**THE PROBLEM:** Transcribe exactly the line that contains "PR #1156, opened 2023-08-22" and every line below it in the listing, through the last, and no other lines.

**LISTED RECORDS:**
PR #1140, opened 2023-07-16
updated documentation since accept no longer exists on JavaPackage

SimonVerhoeven:
The `PackageVisitor` could also be replaced with a method reference, but I left that for clarity's sake.


codecholeric:
Thanks for fixing this! 🙂 You're right, I overlooked that part when I renamed this when switching to `1.0.0` 🙈

PR #1156, opened 2023-08-22
Merge release 1.1.0 back into `main`

codecholeric:


hankem:
Ah, sorry that I had merged PR #1154 before this one... 🙈

codecholeric:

**RESULT:**
PR #1156, opened 2023-08-22
Merge release 1.1.0 back into `main`

codecholeric:


hankem:
Ah, sorry that I had merged PR #1154 before this one... 🙈

codecholeric:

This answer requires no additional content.